Legal Provision as per Income Tax Act, 2058 and Double Tax Avoidance Agreement with Norway

·       As per Section 35 (a), IRD may re-characterize any arrangement or any part of such arrangement made or attempted to be made as a part of a tax avoidance scheme.

 ·       As per Section 67 (4), If a property located in Nepal or a liability to be borne in Nepal is involved, the source of profit or loss resulting from the disposal of the property or liability will be considered to have originated in Nepal.

 ·       As per Section 95Ka (2), Any gain on disposal of interest in resident entity shall be taxed at the rate of 25% if transfer is made by non- resident entity.

 ·       As per Article 13 of the Double Tax Avoidance Agreement signed between Nepal and Norway, Gains derived by a resident of Contracting State from disposal of shares shall be taxable only in the contracting state of the resident entity.

·       As per Section 73 (5) An entity shall not be entitled to enjoy tax exemption or tax deduction facility as per DTAA, in case 50% or more portion of the vested ownership of that entity is owned by natural persons or by the entities in which any natural person has no interest and, for purposes of the agreement, the persons or entities are residents of both Nepal and of the other country party to the agreement.

 

Key Court Decision and Interpretation

 ·       As Telesonera is a paper company without any employee and office, located in tax heaven island, the considered as an attempt made for tax avoidance.

·       More than 50% of underlying ownership of Telesonera (Norway) is held by Telesonaria AB (Sweden), the transaction cannot avail DTAA benefit as per Section 73 (5) of the Income Tax Act, 2058.

·        On levying capital gain tax on buyer, Supreme court emphasize that buyer should first inquire about the liabilities (due diligence) of the seller before any purchase.

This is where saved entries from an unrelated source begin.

PR #1661, opened 2024-09-29
improved ScriptRuntime.toPrimitive() (taken from #1611 done by @tonygermano)

rbri:
**this is an excerpt from PR https://github.com/mozilla/rhino/pull/1611 done by @tonygermano (commit https://github.com/mozilla/rhino/commit/9664e7753b4645c716b61ff75b4d777b4f458922, https://github.com/mozilla/rhino/commit/e17cc255a0e31355dab4aaee20af739eabd8d584)**

* more standard compliant implementation of ScriptRuntime.toPrimitive();
  * have not used the Optional for more backward compatibility
  * have changed the code a bit to be more in sync with the spec (explicit if stmt's)
* improved support for Symbol/BigInt in equals and compare

I did this to make it possible to merge this improvement soon - at least this is my hope. Will extract more smaller commits if this is merged.

PR #1674, opened 2024-10-03
Fixed ScriptRuntime.toPrimitive() and use it for toXXX() (taken from #1611 done by @tonygermano)

rbri:
This is another carve out from #1661.

It contains
* some major fixes for the toPrimitive() implementation itself and 
* the usage of toPrimitive() in ScriptRuntime#toString(), ScriptRuntime#toNumeric(), ScriptRuntime#toBigInt(), and ScriptRuntime#toNumber().

This fixes again a bunch of Test262 cases and should be still backward compatible.

I left the single steps as single commits to (hopefully) make the review simpler. But I think we should squash this on merge.

@gbrail @tonygermano @rPraml @p-bakker please have a look, it was a bit hard to do the backward compatibility in toPrimitive() - i'm only 99% sure that all this is correct...

### DIFF
--- a/rhino/src/main/java/org/mozilla/javascript/NativeArray.java
+++ b/rhino/src/main/java/org/mozilla/javascript/NativeArray.java
@@ -1947,10 +1947,9 @@ public class NativeArray extends IdScriptableObject implements List {
     */
     private static Boolean js_includes(
             Context cx, Scriptable scope, Scriptable thisObj, Object[] args) {
-        Object compareTo = args.length > 0 ? args[0] : Undefined.instance;
 
         Scriptable o = ScriptRuntime.toObject(cx, scope, thisObj);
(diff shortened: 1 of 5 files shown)


rbri:
@gbrail will rebase my P&R branch after this is merged because i have to sort out some conflicts regarding to symbol handling

rPraml:
I did a quick review and this looks good to me

p-bakker:
Will this one resolve #1608?

rbri:
> Will this one resolve #1608?

I guess yes - will test this later today and report back.

gbrail:
The code looks good to me and it moves us closer enough to our goal so that I think we should merge it -- LMK if you all have any objections.

rbri:
Thanks, new one will arrive soon.

PR #1675, opened 2024-10-04
Fixed printing tokens - added two missing cases

andreabergia:
Teeny tiny PR 🙂


rPraml:
Maybe a small test `for (i = 0; i <= LAST_TOKEN; i++) typeToName(i)` would be also great here to prevent future mistakes ;)

rbri:
thanks @andreabergia and @rPraml

PR #1676, opened 2024-10-04
Skip importing same class twice (fixes #1463)

### LINKED ISSUE #1463: importClass usage that worked in 1.7.12 now fails in 1.7.14
Hi,

we recently upgraded from version 1.7.12 to 1.7.14 and now one of our test fails.
The test uses importClass with a class in our JUnit tests and run the same script multiple times. We get this exception in 1.7.14:

org.mozilla.javascript.EvaluatorException: Cannot import "JSLongTest" since a property by that name is already defined. (TestJSScriptCode2#2)
	at org.mozilla.javascript.DefaultErrorReporter.runtimeError(DefaultErrorReporter.java:79)
	at org.mozilla.javascript.Context.reportRuntimeError(Context.java:907)
	at org.mozilla.javascript.Context.reportRuntimeError(Context.java:963)
	at org.mozilla.javascript.Context.reportRuntimeErrorById(Context.java:914)
	at org.mozilla.javascript.ImporterTopLevel.importClass(ImporterTopLevel.java:216)
	at org.mozilla.javascript.ImporterTopLevel.js_importClass(ImporterTopLevel.java:176)
	at org.mozilla.javascript.ImporterTopLevel.execIdCall(ImporterTopLevel.java:257)
	at org.mozilla.javascript.IdFunctionObject.call(IdFunctionObject.java:100)
	at org.mozilla.javascript.optimizer.OptRuntime.callName(OptRuntime.java:59)
	at org.mozilla.javascript.gen.TestJSScriptCode2_1._c_script_0(TestJSScriptCode2:2)
	at org.mozilla.javascript.gen.TestJSScriptCode2_1.call(TestJSScriptCode2)
	at org.mozilla.javascript.ContextFactory.doTopCall(ContextFactory.java:380)
	at org.mozilla.javascript.ScriptRuntime.doTopCall(ScriptRuntime.java:3868)
	at org.mozilla.javascript.gen.TestJSScriptCode2_1.call(TestJSScriptCode2)
	at org.mozilla.javascript.gen.TestJSScriptCode2_1.exec(TestJSScriptCode2)

I tried to debug  org.mozilla.javascript.ImporterTopLevel.importClass and compared the sources. There is now a scope object that is used instead of this, and there are 2 differences that I see:

In 1.7.12, the NativeJavaClass cl is always the same Java object. And we always have a new ImporterTopLevel object in each run, so cl is not found:

    private void importClass(NativeJavaClass cl)
    {
        String s = cl.getClassObject().getName();
        String n = s.substring(s.lastIndexOf('.')+1);
        Object val = get(n, this);
        if (**val != NOT_FOUND** && val != cl) {
            throw Context.reportRuntimeError1("msg.prop.defined", n);
        }
        //defineProperty(n, cl, DONTENUM);
        put(n, this, cl);
    }

In 1.7.14, the NativeJavaClass cl is a different Java object (but equal) in each run. And the ImporterTopLevel object is the same on the second run, so the object is found, but not the same object, so the error occurs:

    private static void importClass(Scriptable scope, NativeJavaClass cl) {
        String s = cl.getClassObject().getName();
        String n = s.substring(s.lastIndexOf('.') + 1);
        Object val = scope.get(n, scope);
        if (val != NOT_FOUND && **val != cl**) {
            **throw Context.reportRuntimeErrorById("msg.prop.defined", n);**
        }
        // defineProperty(n, cl, DONTENUM);
        scope.put(n, scope, cl);
    }

The code would probably work as expected, if the cl object would be the same Java object as it is in 1.7.12.

Any idea why this happens in 1.7.14?

Regards,
Andreas Mueller

rPraml:


rPraml:
See #1463 - I would like to have a testcase for this situation ;)

gbrail:
So, do you have an idea how to test? Or do we feel that existing tests cover this well enough?

rPraml:
I found one case, where I can trigger that error:
```javascript
importPackage(java.util);
UUID.randomUUID(); // calls getPkgProperty("UUID", global, false)
importClass(java.util.UUID);
UUID.randomUUID();
```

While the first access calls `getPkgProperty("UUID", global, false)`, the second one calls calls `getPkgProperty("UUID",nativeJavaPackage, true)`
We could skip this, if we would follow the parent chain here:
```java
synchronized Object getPkgProperty(String name, Scriptable start, boolean createPkg) {
        Object cached = super.get(name, start);
        if (cached != NOT_FOUND) return cached;
        // TODO: check start.getParentScope()
```
I doubt, that the above use case is the same case as @Easy65 had, as this code fails also in 1.7.11.
I do not have much objections, to use `equals` instead of `==`, but it would be nice, to understand what was the breaking change. (yes #826 is very suspicious)


importPackage(java.util);\n"
                                + "UUID.randomUUID();\n" // calls getPkgProperty("UUID", global,
                                // false)
                                + "importClass(java.util.UUID);\n"
                                + "UUID.randomUUID()

rPraml:
Sorry, I've run out of ideas on how to write a test case that shows the regression between 1.7.11 and the current version. I tried different things, shared scopes etc., but either the test fails under both 1.7.11 and current version or passes under both versions.

If no further input comes in, then I would merge this, as it is an improvement.

Easy65:
Hi, I could finally provide a test, see my latest comment in the issue.
Regards,
Andreas

rPraml:
Thanks for the test. I'll try to convert this to a unittest the next days

tests/src/test/java/org/mozilla/javascript/tests/SealedSharedScopeTest.java
```diff
@@ -40,12 +41,10 @@ public void setUp() throws Exception {
         }
 
         ctx = Context.enter();
-        scope1 = ctx.newObject(sharedScope);
+        scope1 = new NativeObject();
```
rPraml, line 44: This was done too complex

gbrail:
Thanks for doing this! I used this commit along with a few more fixes in a different PR:

https://github.com/mozilla/rhino/pull/1770

PR #1679, opened 2024-10-04
NativeJavaClass: Add class literal support

### LINKED ISSUE #757: please support java class access, eg: java.lang.Object.class

camnwalter:
First time making tests so let me know if there is some case that isn't covered or whatever else I should change.

Closes #757


p-bakker:
Looks like at least one of the testcases you added fails

camnwalter:
I think that should be fixed now. I guess it was running it multiple times and so the static count variable was higher than expected

gbrail:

Hence, tax shall be levied on other party of the transaction (buyer, Axiata) since seller Telesonera had already escaped.

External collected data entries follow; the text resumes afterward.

Issue #1600, opened 2024-08-30
In assignments, property keys should be evaluated only after checking the object is not null


andreabergia:
This should throw a `TypeError` because we are accessing `null`, but instead it is throwing a `MyError`:

```js
function MyError() {}
MyError.prototype.toString = () => 'MyError';

var base = null;
var prop = {
    toString: function() {
        throw new MyError();
    }
  };
 
base[prop] = 42;
```

andreabergia:
I have some ideas, but this requires checking the spec carefully (and probably what other engines do). But I definitely won't get to work on this in the next couple of weeks.

gbrail:
We'll get to this later on. Thanks!

PR #1684, opened 2024-10-07
Fix: make optional chaining expression work

andreabergia:
I.e. makes this work:

```js
o = {a: true};
o?.['a']
```

Note that the spec says that the expression on the right-hand side should _not_ be evaluated if the left-hand side object is null or undefined.

Follow-up from https://github.com/mozilla/rhino/pull/1593

### DIFF
--- a/rhino/src/main/java/org/mozilla/javascript/optimizer/BodyCodegen.java
+++ b/rhino/src/main/java/org/mozilla/javascript/optimizer/BodyCodegen.java
@@ -1370,6 +1370,50 @@ class BodyCodegen {
                 }
                 break;
 
+            case Token.GETELEM_OPTIONAL:
+                {
+                    generateExpression(child, node); // object
+
+                    int getExpr = cfw.acquireLabel();
+                    int putUndefined = cfw.acquireLabel();
+                    int after = cfw.acquireLabel();
+
+                    // if (object == null) goto putUndefined
+                    cfw.add(ByteCode.DUP);
+                    ++maxStack;
+                    cfw.add(ByteCode.IFNULL, putUndefined);
+
+                    // if (!Undefined.isUndefined(object)) goto getExpr
+                    cfw.add(ByteCode.DUP); // No need to increase maxStack again!
+                    cfw.addInvoke(
+                            ByteCode.INVOKESTATIC,
+                            "org.mozilla.javascript.Undefined",
+                            "isUndefined",
+                            "(Ljava/lang/Object;)Z");
+                    cfw.add(ByteCode.IFEQ, getExpr);
+
+                    cfw.markLabel(putUndefined);
+                    cfw.add(ByteCode.POP); // Remove object
+                    cfw.add(
+                            ByteCode.GETSTATIC,
+                            "org/mozilla/javascript/Undefined",
+                            "instance",
+                            "Ljava/lang/Object;");
+                    cfw.add(ByteCode.GOTO, after);
+
+                    cfw.markLabel(getExpr);
+                    generateExpression(child.getNext(), node); // id
+                    cfw.addALoad(contextLocal);
+                    cfw.addALoad(variableObjectLocal);
+                    if (node.getIntProp(Node.ISNUMBER_PROP, -1) != -1) {
+                        addDynamicInvoke("PROP:GETINDEX", Signatures.PROP_GET_INDEX);
+                    } else {
+                        addDynamicInvoke("PROP:GETELEMENT", Signatures.PROP_GET_ELEMENT);
+                    }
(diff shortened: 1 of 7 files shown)


rbri:
Great!

p-bakker:
I guess you're saying that the previously merged optional chaining operator support didn't properly supported computed properties? 

Wrt to your 'note': think you filled #1600 for that already, no?

andreabergia:
> I guess you're saying that the previously merged optional chaining operator support didn't properly supported computed properties?

It didn't support them at all - it didn't even parse the syntax 🙂 

> Wrt to your 'note': think you filled #1600 for that already, no?

Yeah, but I have done something smaller in scope in this PR: I've just made this _new_ implementation work correctly per the spec. I haven't fixed the general problem because, honestly, I can't imagine how to do it without having a big performance impact.

rhino/src/main/java/org/mozilla/javascript/optimizer/BodyCodegen.java
```diff
@@ -1370,6 +1370,50 @@ private void generateExpression(Node node, Node parent) {
...
+                            "instance",
+                            "Ljava/lang/Object;");
+                    cfw.add(ByteCode.GOTO, after);
+
+                    cfw.markLabel(getExpr);
+                    generateExpression(child.getNext(), node); // id
+                    cfw.addALoad(contextLocal);
+                    cfw.addALoad(variableObjectLocal);
+                    if (node.getIntProp(Node.ISNUMBER_PROP, -1) != -1) {
+                        addDynamicInvoke("PROP:GETINDEX", Signatures.PROP_GET_INDEX);
```
gbrail, line 1409: Awesome -- using the new instructions!

I do see from the coverage report that we don't get to this specific case, and given that we just changed it, I'd feel better if we did -- I have a suggestion below.

rhino/src/test/java/org/mozilla/javascript/tests/OptionalChainingOperatorTests.java
```diff
@@ -126,4 +126,27 @@ public void testOptionalChainingOperator() {
                     return null;
                 });
     }
+
+    @Test
+    public void expressionsInOptionalChaining() {
+        Utils.assertWithAllOptimizationLevelsES6(true, "o = {a: true}; o?.['a']");
+        Utils.assertWithAllOptimizationLevelsES6(Undefined.instance, "o = null; o?.['a']");
+        Utils.assertWithAllOptimizationLevelsES6(Undefined.instance, "o = undefined; o?.['a']");
```
gbrail, line 134: Could you add a version of this that specifically uses an index (like "o?.[1]")? There is a whole code path in the bytecode that I see we're not going down and I'd feel better if we were.

gbrail:
I see one place where I think that the code coverage could be improved. Can you please take a look? Otherwise this looks good!

rhino/src/main/java/org/mozilla/javascript/optimizer/BodyCodegen.java
andreabergia: I copy&pasted the code from the existing `GETELEM` path [here](https://github.com/mozilla/rhino/blob/master/rhino/src/main/java/org/mozilla/javascript/optimizer/BodyCodegen.java#L1366):

```java
            case Token.GETELEM:
                generateExpression(child, node); // object
                generateExpression(child.getNext(), node); // id
                cfw.addALoad(contextLocal);
                cfw.addALoad(variableObjectLocal);
                if (node.getIntProp(Node.ISNUMBER_PROP, -1) != -1) {
                    addDynamicInvoke("PROP:GETINDEX", Signatures.PROP_GET_INDEX);
                } else {
                    addDynamicInvoke("PROP:GETELEMENT", Signatures.PROP_GET_ELEMENT);
                }
                break;
```

However, after trying to add a simple test case for this, I've actually realized that the _original_ code I copied does not work either. I.e. if I do this:

```java
        Utils.assertWithAllOptimizationLevelsES6(true, "o = {[0]: true}; o[0]");
```

then the code path for `PROP:GETINDEX` is not followed. So, this looks like a problem in https://github.com/mozilla/rhino/pull/1645

rhino/src/test/java/org/mozilla/javascript/tests/OptionalChainingOperatorTests.java
andreabergia: Pushed it, but see my comment above.

andreabergia:
Going to mark this as draft after the problems I've summarized in #1688

andreabergia:
Closed in favour of https://github.com/mozilla/rhino/pull/1694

Based on the decision and interpretation of supreme court, Large Taxpayers Office (LTO) determined combined tax liability of NCELL, along with Axiata at R.s 62.63 billion and ordered to settle remaining tax liability of 39.06 billion (after deducting previously paid tax) within a week. After the decision, Axiata (UK) filed an application to ICSID (International Centre for Settlement of Investment Disputes) claiming that the country’s policy of levying capital gain tax is not in accordance with the Bilateral Investment Treaty between Nepal and UK. ICSID issued an order in favor of government of Nepal stating that tax levied by government is based on valid and reasonable ground.